Among the entries, which lines carry the string "mkDomainRegistration"? Copy each of them.
##### DATA EXCERPTS
PR #4437, opened 2025-01-31
[WPB-14310] make existing registration api enterprise aware (cont.)

fisx:
## Checklist

### DIFF
--- a/libs/wire-api/src/Wire/API/EnterpriseLogin.hs
+++ b/libs/wire-api/src/Wire/API/EnterpriseLogin.hs
@@ -242,6 +242,21 @@ data DomainRegistration = DomainRegistration
   }
   deriving stock (Eq, Show)
 
+instance Arbitrary DomainRegistration where
+  arbitrary = do
+    dom :: Domain <- arbitrary
+    upd :: DomainRegistrationUpdate <- arbitrary
+    mbteam :: Maybe TeamId <- arbitrary
+    pure
+      DomainRegistration
+        { domain = dom,
+          authorizedTeam = mbteam,
+          domainRedirect = upd.domainRedirect,
+          teamInvite = upd.teamInvite,
+          dnsVerificationToken = Nothing,
+          authTokenHash = Nothing
+        }
+
 mkDomainRegistration :: Domain -> DomainRegistration
 mkDomainRegistration domain =
   DomainRegistration
--- a/libs/wire-subsystems/src/Wire/EnterpriseLoginSubsystem/Interpreter.hs
+++ b/libs/wire-subsystems/src/Wire/EnterpriseLoginSubsystem/Interpreter.hs
@@ -28,8 +28,9 @@ import Imports hiding (lookup)
 import Network.HTTP.Types.Method
 import Network.Mail.Mime (Address (Address), Mail (mailHeaders, mailParts, mailTo), emptyMail, plainPart)
 import Polysemy
-import Polysemy.Error
-import Polysemy.Input
+import Polysemy.Error (Error, note, throw)
+import Polysemy.Error qualified as Error
+import Polysemy.Input (Input, input, inputs, runInputConst, runInputSem)
 import Polysemy.TinyLog (TinyLog)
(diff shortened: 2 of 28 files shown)


libs/wire-api/src/Wire/API/EnterpriseLogin.hs
```diff
@@ -232,6 +232,61 @@ instance ToSchema DomainRegistrationResponse where
         <*> (.teamInvite) .= teamInviteObjectSchema
         <*> (.dnsVerificationToken) .= optField "dns_verification_token" (maybeWithDefault Aeson.Null schema)
 
+----------------------------------------------------------------------
+
+data DomainRegistration' = DomainRegistration'
+  { domain :: Domain,
+    settings :: DomainRegistrationSettings',
```
akshaymankar, line 239: Can we make this a `Maybe` and remove the `None` case? I think preauthorized can also be outsize of this, because its not really a setting, but its just a step in configuration. I think the main logic of wire-server (i.e. regsitrations and logins) are not affected by it being pre-authorized, it is treated the same as not having any config.

fisx: right, domain was a hickup.  and yes, maybe is nicer than none.  :+1:  bd36d474cb4d6e54880b17b888b11b26b7fdbd98

fisx: on second thought, the code is using the domain field in DomainRegistration a lot, and if we want to replace that with DomainRegistration', the code change in the logic would explode a little, and the new code wouldn't exactly be more concise.

i'll tentatively add the domain back in, let's see if i can convince you.

libs/wire-api/src/Wire/API/EnterpriseLogin.hs
```diff
@@ -232,44 +239,133 @@ instance ToSchema DomainRegistrationResponse where
...
+domainRegistrationFromRow DomainRegistrationRow {..} = do
+  settings <- domainRegistrationSettingsFromRow domainRedirect teamInvite authorizedTeam
+  Right DomainRegistration {..}
+
+domainRegistrationFromUpdate :: DomainRegistration -> DomainRegistrationUpdate -> Either String DomainRegistration
+domainRegistrationFromUpdate reg upd = do
+  newSettings <- domainRegistrationSettingsFromRow upd.domainRedirect upd.teamInvite reg.authorizedTeam
+  Right reg {settings = newSettings}
+
+-- | This type only server as a helper for json (and cql, for historical reasons).  App logic
```
fisx, line 343:
```suggestion
-- | This type only serves as a helper for json (and cql, for historical reasons).  App logic
```

libs/wire-subsystems/src/Wire/EnterpriseLoginSubsystem/Interpreter.hs
```diff
@@ -284,14 +285,15 @@ unauthorizeImpl ::
...
-    Locked -> throw EnterpriseLoginSubsystemOperationForbidden
-    SSO _ -> throw EnterpriseLoginSubsystemOperationForbidden
+  let new = old {settings = Nothing} :: DomainRegistration
+  case old.settings of
+    Nothing -> pure ()
+    Just DomainLocked -> throw EnterpriseLoginSubsystemOperationForbidden
+    Just DomainPreAuthorized -> audit old new *> upsert new
+    Just (DomainNoRegistration _) -> audit old new *> upsert new
+    Just (DomainForBackend _) -> audit old new *> upsert new
+    Just (DomainTeamInviteRestricted _) -> audit old new *> upsert new
```
fisx, line 295:
```suggestion
    Just (DomainTeamInviteRestricted _) -> pure ()
```

`DomainTeamInviteRestricted _` implies `domainRedirect == None`, and the old code says `None -> pure ()`.

fisx (commented):
LGTM!  (can't formally approve as i've opened this PR)

fisx:
stale, closed.

PR #4442, opened 2025-02-04
Pydio events

pcapriotti:
https://wearezeta.atlassian.net/browse/WPB-15965

## Checklist


hack/helm_vars/wire-server/values.yaml.gotmpl
```diff
@@ -342,6 +342,10 @@ galley:
           defaults:
             status: disabled
             lockStatus: locked
+        cells:
```
stefanwire, line 345: According to the [documentation](https://wearezeta.atlassian.net/wiki/spaces/PAD/pages/1800962144/2025-03-19+Wire+Cells+implementation+in+wire-server), this should be locked and disabled by default.

stefanwire (commented):
Preliminary comments after reading through the first files. Need to continue later.

services/galley/src/Galley/Cassandra/Queries.hs
```diff
@@ -212,28 +213,28 @@ updateTeamSplashScreen = {- `IF EXISTS`, but that requires benchmarking -} "upda
...
-      Maybe ReceiptMode,
-      Maybe ProtocolTag,
-      Maybe GroupId,
-      Maybe Epoch,
-      Maybe (Writetime Epoch),
-      Maybe CipherSuiteTag,
-      Maybe GroupConvType
-    )
-selectConv = "select type, creator, access, access_role, access_roles_v2, name, team, deleted, message_timer, receipt_mode, protocol, group_id, epoch, WRITETIME(epoch), cipher_suite, group_conv_type from conversation where conv = ?"
+type ConvRow =
```
battermann, line 216: would be nice to use https://hackage.haskell.org/package/cql-4.0.4/docs/Database-CQL-Protocol.html#v:recordInstance
but maybe too much for this PR

battermann (approved):
only some minor comments

services/galley/src/Galley/API/Cells.hs
```diff
@@ -0,0 +1,52 @@
...
+  getCellsState = getCellsState . Data.convMetadata
+
+instance HasCellsState Public.Conversation where
+  getCellsState = getCellsState . Public.cnvMetadata
+
+instance HasCellsState ConversationMetadata where
+  getCellsState = cnvmCellsState
+
+instance HasCellsState () where
+  getCellsState = def
```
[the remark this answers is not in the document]
pcapriotti: The default is Disabled, and it's not really meant to be changed. However, this `()` is used for situations in which we don't have any conversation metadata available, so it makes sense to use the default cells state. Right now this is only used for federated conversations, so it might not be needed in the future depending on how we decide to handle them.

services/galley/src/Galley/Cassandra/Queries.hs
pcapriotti: Yeah, let's do it in a separate PR.

PR #4449, opened 2025-02-11
Cleanup ingress classes after integration tests.

jschaul:
These objects used to linger forever, eventually exhausting etcd after many months of development.

## Checklist

### DIFF
--- a/hack/bin/integration-teardown-federation.sh
+++ b/hack/bin/integration-teardown-federation.sh
@@ -28,4 +28,7 @@ fi
 . "$DIR/helm_overrides.sh"
 helmfile --environment "$HELMFILE_ENV" --file "${TOP_LEVEL}/hack/helmfile.yaml" destroy --skip-deps --skip-charts --concurrency 0 || echo "Failed to delete helm deployments, ignoring this failure as next steps will the destroy namespaces anyway."
 
+kubectl delete ingressclass "nginx-$NAMESPACE_1" || true
+kubectl delete ingressclass "nginx-$NAMESPACE_2" || true
+
 kubectl delete namespace "$NAMESPACE_1" "$NAMESPACE_2"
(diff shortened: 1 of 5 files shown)


lwille (approved):

hack/bin/integration-teardown-federation.sh
```diff
@@ -28,4 +28,7 @@ fi
 . "$DIR/helm_overrides.sh"
 helmfile --environment "$HELMFILE_ENV" --file "${TOP_LEVEL}/hack/helmfile.yaml" destroy --skip-deps --skip-charts --concurrency 0 || echo "Failed to delete helm deployments, ignoring this failure as next steps will the destroy namespaces anyway."
 
+kubectl delete ingressclass "nginx-$NAMESPACE_1" || true
+kubectl delete ingressclass "nginx-$NAMESPACE_2" || true
+
```
akshaymankar, line 33: I think this shouldn't be needed if the line above worked. 
The line above doesn't work because some env vars are not set.
From CI output:

```
+ helmfile --environment default --file /tmp/build/e290497f/wire-server/hack/bin/../../hack/helmfile.yaml destroy --skip-deps --skip-charts --concurrency 0
in /tmp/build/e290497f/wire-server/hack/helmfile.yaml: failed to read helmfile.yaml: failed to load environment values file "helm_vars/common.yaml.gotmpl": failed to render [helm_vars/common.yaml.gotmpl], because of template: stringTemplate:7:28: executing "stringTemplate" at <requiredEnv "FEDERATION_CA_CERTIFICATE">: error calling requiredEnv: required env var `FEDERATION_CA_CERTIFICATE` is not set
+ echo 'Failed to delete helm deployments, ignoring this failure as next steps will the destroy namespaces anyway.'
```

PR #4459, opened 2025-02-18
Team Feature Config Migration

battermann:
This PR introduces a new storage system for team features and a corresponding migration.

https://wearezeta.atlassian.net/browse/WPB-16238

## Checklist

 - [x] Add a new entry in an appropriate subdirectory of `changelog.d`
 - [x] Read and follow the [PR guidelines](https://docs.wire.com/developer/developer/pr-guidelines.html)

PR #4470, opened 2025-02-25
Cleanup old team feature storage

pcapriotti:
This PR removes support for legacy team feature storage, and forces the use of the new dynamic feature table introduced in #4459.

Since #4459 and #4472 contain the data migration needed to fully migrate to the new storage, it is important that this PR not be merged before both of those PRs are included in a release.

https://wearezeta.atlassian.net/browse/WPB-16238

## Checklist


pcapriotti:
> So we are keeping the DB schema for now? I guess that is fine.

You mean the old table itself? Yeah, we have to keep it to prevent issues during deployment. We can get rid of it in one of the next releases.

PR #4472, opened 2025-02-26
Team feature migration tool

pcapriotti:
Team feature migration tool.

We decided that a data migration is not the best way to move feature configurations to the new table. Instead, this PR adds a new `migrate-features` tool that can be used to manually perform the migration.

https://wearezeta.atlassian.net/browse/WPB-16238

## Checklist


supersven:
We're using this Job manifest to run it on `staging`:

```yaml
apiVersion: batch/v1
kind: Job
metadata:
  name: migrate-features
spec:
  template:
    spec:
      containers:
        - name: migrate-features
          image: quay.io/wire/migrate-features:0.0.2-pr.10263
          args:
            [
              --cassandra-host-galley,
              galley-galley-eks-service.databases.svc.cluster.local,
              --cassandra-port-galley,
              "9042",
              --cassandra-keyspace-galley,
              galley,
            ]
      restartPolicy: Never
  backoffLimit: 4
```

If it succeeds, we may add this :point_up: to the docs.

services/galley/migrate-data/src/Run.hs
```diff
@@ -33,8 +32,7 @@ main = do
     l
     o
     [ V1_BackfillBillingTeamMembers.migration,
-      V3_BackfillTeamAdmins.migration,
-      V4_MigrateToDynamicFeatures.migration
+      V3_BackfillTeamAdmins.migration
```
akshaymankar, line 35:
```suggestion
      V3_BackfillTeamAdmins.migration
      -- V4 was deleted but it must've run in some environments. The next migration should be V5.
```

akshaymankar (commented):
Also needs docs, I'll add them

akshaymankar (approved):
##########
> **COMPLETED EXERCISE**
 mkDomainRegistration :: Domain -> DomainRegistration
 mkDomainRegistration domain =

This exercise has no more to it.